Your goal
Reproduce the data in full, exactly.

The input
══════════════════════════════

PR #4099, opened 2026-02-21
Add FilePilot application entry

NabeelOG:
Adds FilePilot to the application installer list under the Utilities category.

FilePilot is a modern Windows file explorer with tabs, dual-pane support, 
and advanced file management features. It can be set as a Windows Explorer 
replacement after install.

## Type of Change
- Installs via winget (Voidstar.FilePilot)
- No Chocolatey package available (choco field left empty)

Capture


Kingproone:
the app list already has https://github.com/files-community/Files, which is open source and very popular, this on the other hand seems closed source with a very high license price for the full version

══════════════════════════════

Exercise result
PR #4099, opened 2026-02-21
Add FilePilot application entry

NabeelOG:
Adds FilePilot to the application installer list under the Utilities category.

FilePilot is a modern Windows file explorer with tabs, dual-pane support, 
and advanced file management features. It can be set as a Windows Explorer 
replacement after install.

## Type of Change
- Installs via winget (Voidstar.FilePilot)
- No Chocolatey package available (choco field left empty)

Capture


Kingproone:
the app list already has https://github.com/files-community/Files, which is open source and very popular, this on the other hand seems closed source with a very high license price for the full version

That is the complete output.